#### [Problem description]
Print the lines that run from the line with "PR #70, opened 2022-05-30" to the line with "I'll release directly", keeping both end lines, exactly as they appear in the entries below, and nothing else.
*** Opening of Records ***
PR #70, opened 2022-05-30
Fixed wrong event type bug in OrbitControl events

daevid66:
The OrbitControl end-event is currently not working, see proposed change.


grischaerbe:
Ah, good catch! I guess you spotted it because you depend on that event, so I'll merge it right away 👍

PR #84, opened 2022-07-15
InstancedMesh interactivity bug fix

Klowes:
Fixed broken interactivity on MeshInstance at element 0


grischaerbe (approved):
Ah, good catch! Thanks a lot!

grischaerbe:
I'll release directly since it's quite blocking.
*** Close of Records ***
*** Opening of Records ***
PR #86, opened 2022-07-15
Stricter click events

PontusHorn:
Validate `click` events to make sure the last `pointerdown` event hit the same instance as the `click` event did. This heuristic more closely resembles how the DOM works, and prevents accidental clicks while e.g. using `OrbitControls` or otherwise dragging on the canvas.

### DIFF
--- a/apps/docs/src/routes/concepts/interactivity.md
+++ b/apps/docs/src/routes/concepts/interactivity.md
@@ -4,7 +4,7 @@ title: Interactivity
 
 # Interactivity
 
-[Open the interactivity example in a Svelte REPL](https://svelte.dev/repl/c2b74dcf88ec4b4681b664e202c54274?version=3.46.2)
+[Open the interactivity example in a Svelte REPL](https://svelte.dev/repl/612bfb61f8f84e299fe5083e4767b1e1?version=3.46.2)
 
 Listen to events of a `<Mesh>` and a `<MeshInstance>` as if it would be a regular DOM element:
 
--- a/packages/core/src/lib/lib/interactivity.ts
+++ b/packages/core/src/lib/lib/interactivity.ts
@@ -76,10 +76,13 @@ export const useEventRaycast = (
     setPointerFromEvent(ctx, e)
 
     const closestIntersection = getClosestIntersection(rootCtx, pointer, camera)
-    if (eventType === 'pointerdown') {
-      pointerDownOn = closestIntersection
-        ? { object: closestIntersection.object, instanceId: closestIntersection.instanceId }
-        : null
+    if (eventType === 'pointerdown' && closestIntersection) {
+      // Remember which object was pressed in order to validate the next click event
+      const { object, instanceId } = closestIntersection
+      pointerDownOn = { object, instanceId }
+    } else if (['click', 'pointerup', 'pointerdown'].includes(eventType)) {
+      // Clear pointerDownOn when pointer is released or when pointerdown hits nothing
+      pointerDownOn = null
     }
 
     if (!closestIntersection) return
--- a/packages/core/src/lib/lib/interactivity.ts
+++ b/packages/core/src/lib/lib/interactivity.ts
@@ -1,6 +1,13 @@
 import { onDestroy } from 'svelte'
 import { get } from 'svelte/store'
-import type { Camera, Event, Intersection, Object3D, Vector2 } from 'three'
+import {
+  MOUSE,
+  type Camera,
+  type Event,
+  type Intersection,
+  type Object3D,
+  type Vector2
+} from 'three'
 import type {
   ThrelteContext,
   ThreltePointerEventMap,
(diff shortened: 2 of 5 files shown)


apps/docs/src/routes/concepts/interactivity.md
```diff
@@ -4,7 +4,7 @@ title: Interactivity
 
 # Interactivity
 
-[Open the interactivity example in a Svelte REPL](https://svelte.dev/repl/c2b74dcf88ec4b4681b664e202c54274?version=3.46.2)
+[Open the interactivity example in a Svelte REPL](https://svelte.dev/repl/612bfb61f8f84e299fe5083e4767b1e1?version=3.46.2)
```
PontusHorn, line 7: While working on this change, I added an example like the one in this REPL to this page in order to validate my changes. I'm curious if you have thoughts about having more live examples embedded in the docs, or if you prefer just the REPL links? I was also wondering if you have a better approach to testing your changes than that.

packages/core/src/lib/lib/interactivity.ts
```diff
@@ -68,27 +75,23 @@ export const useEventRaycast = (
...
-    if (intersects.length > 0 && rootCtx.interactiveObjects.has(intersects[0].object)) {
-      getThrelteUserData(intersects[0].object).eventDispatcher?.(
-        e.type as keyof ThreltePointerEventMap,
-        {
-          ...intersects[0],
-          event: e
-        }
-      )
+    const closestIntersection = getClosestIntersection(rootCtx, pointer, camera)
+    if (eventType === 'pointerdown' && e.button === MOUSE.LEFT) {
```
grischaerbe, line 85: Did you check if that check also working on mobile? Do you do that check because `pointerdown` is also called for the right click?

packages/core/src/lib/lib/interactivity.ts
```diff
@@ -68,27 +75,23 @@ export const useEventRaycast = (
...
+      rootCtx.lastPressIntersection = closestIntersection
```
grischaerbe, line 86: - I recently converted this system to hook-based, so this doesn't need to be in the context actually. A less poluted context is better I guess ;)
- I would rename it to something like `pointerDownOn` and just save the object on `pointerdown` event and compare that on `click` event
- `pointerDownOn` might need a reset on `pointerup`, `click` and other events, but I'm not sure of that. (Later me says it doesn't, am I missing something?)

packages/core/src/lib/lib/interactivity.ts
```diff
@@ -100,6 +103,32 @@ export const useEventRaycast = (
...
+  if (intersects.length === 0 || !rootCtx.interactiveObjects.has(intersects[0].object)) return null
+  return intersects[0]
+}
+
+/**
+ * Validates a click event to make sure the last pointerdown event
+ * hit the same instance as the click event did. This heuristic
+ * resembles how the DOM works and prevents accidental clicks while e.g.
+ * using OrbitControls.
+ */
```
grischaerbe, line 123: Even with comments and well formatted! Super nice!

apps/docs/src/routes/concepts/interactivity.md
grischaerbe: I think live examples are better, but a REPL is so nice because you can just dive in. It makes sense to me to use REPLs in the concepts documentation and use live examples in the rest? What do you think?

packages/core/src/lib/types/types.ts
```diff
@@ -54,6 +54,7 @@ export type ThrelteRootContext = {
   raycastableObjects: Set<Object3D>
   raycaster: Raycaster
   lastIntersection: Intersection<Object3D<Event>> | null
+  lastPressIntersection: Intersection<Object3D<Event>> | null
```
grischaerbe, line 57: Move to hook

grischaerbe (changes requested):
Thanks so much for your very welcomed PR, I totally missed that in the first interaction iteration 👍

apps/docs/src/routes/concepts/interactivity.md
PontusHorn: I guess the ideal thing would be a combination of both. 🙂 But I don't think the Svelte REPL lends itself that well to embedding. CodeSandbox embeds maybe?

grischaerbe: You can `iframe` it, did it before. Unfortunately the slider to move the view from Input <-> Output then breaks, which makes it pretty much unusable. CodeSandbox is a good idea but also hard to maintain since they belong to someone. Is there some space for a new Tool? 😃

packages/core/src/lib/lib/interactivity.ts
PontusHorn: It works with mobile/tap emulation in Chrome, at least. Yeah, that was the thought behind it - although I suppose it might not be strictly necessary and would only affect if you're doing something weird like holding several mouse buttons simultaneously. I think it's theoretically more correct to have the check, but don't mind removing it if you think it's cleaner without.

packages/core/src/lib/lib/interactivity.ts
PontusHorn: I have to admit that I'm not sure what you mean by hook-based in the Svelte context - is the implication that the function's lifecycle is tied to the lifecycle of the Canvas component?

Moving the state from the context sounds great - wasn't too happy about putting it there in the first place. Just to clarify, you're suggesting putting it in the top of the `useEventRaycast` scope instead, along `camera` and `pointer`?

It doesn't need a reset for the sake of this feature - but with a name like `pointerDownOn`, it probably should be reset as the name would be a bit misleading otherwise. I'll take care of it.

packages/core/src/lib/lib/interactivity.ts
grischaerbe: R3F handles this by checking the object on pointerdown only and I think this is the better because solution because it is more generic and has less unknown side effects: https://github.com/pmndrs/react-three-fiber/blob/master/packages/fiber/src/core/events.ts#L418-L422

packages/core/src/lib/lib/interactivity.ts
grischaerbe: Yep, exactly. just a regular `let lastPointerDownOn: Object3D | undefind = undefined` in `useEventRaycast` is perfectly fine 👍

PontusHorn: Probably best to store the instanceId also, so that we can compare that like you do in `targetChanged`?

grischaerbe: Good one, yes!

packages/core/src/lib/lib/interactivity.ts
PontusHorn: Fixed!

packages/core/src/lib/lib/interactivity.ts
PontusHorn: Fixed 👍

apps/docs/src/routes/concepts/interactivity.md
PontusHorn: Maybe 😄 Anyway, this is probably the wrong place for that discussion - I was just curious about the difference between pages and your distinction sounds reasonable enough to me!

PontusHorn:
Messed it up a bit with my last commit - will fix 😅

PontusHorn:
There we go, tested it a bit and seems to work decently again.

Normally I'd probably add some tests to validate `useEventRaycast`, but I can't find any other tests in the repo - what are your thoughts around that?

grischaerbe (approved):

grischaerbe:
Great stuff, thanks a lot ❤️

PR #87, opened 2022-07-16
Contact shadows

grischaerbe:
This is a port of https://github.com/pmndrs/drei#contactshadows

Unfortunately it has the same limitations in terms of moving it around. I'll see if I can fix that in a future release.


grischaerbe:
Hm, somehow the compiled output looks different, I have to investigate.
*** Close of Records ***
#### [Reply to the exercise]
PR #70, opened 2022-05-30
Fixed wrong event type bug in OrbitControl events

daevid66:
The OrbitControl end-event is currently not working, see proposed change.


grischaerbe:
Ah, good catch! I guess you spotted it because you depend on that event, so I'll merge it right away 👍

PR #84, opened 2022-07-15
InstancedMesh interactivity bug fix

Klowes:
Fixed broken interactivity on MeshInstance at element 0


grischaerbe (approved):
Ah, good catch! Thanks a lot!

grischaerbe:
I'll release directly since it's quite blocking.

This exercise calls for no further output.